CMS Workflow Management DevOps
Developing, Operating and extending on WMCore + Unified, so CMS Monte Carlo and reconstruction workloads stay healthy across the WLCG sites.
CMS Workflow Operations
I maintain the workflow management stack (WMCore + Unified) for the CMS experiment. This system handles scheduling for Monte Carlo production and data reconstruction across the Worldwide LHC Computing Grid (WLCG).
Key Contributions
- Operational Console: Built a React and FastAPI interface for operators. It replaces manual shell scripts, making it easier to triage requests, find bottlenecks, and update policies.
- Modern Deployment: Moved critical services to Kubernetes and ArgoCD. This modernized our deployment process, allowing for safer updates and quick rollbacks.
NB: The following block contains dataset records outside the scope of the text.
PR #7145, opened 2026-06-05
feat(search): standardize search debouncing using useDebounce hook

### LINKED ISSUE #7124: [Enhancement] Add Search Debouncing
### Problem Statement

Currently, the search functionality may trigger requests on every keystroke, which can lead to unnecessary API calls and reduced performance when users type quickly.

### Proposed Solution

Implement search debouncing so that search requests are triggered only after the user stops typing for a short duration (e.g., 300–500ms).

### Alternatives Considered

Using a Search button or requiring users to press Enter before searching. However, debouncing provides a smoother and more responsive user experience.

### Additional Context

This enhancement will reduce server load, improve application performance, and provide a better search experience for users.

KRUSHAL2956:
## Description

While reviewing the search experience across the application, I noticed that some search panels were still updating results on every keystroke while others were already using the shared `useDebounce` hook.

To make the behavior consistent, I updated the remaining search inputs to use the existing debounce hook instead of triggering filtering logic immediately as users type.

The change affects the search functionality in the contribution leaderboard, projects page, collaboration hub, and user dashboard. Since the hook already existed in the codebase, the main focus was identifying the places where it was not yet being used and standardizing the implementation.

I also added a test for the hook to verify its delay and cleanup behavior.

## Testing

I verified the changes by:

* Testing the affected search inputs locally
* Confirming search results still update correctly after typing
* Confirming rapid typing no longer triggers immediate filtering on every key press
* Running the debounce test suite
* Running the existing project tests
* Running lint checks on the modified files

Related to #7123

Closes #7124


KRUSHAL2956:
@SandeepVashishtha please review when you get a chance. Thanks!

While working on #7123 and #7124, I found a few search views that were not yet using the shared debounce hook. I updated those components, added test coverage for the hook, and verified the search behavior locally. Please let me know if you would like any changes.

- Monitoring: Created dashboards in OpenSearch and Grafana to track telemetry from WMCore and our databases (Oracle, Mongo, MySQL). This gives us visibility into dataset delays before they become a problem.
- Automation: Added automation for priority and site policies, reducing the need for manual intervention.
Outcomes
- Faster Turnarounds: Reduced the time it takes to process datasets by automating routine tasks.
- Recognition: Received the 2024 CMS Award for modernizing the software base and improving tooling for the production teams.
- Stability: Established clear operational policies that align physicists and engineers, keeping the pipeline predictable.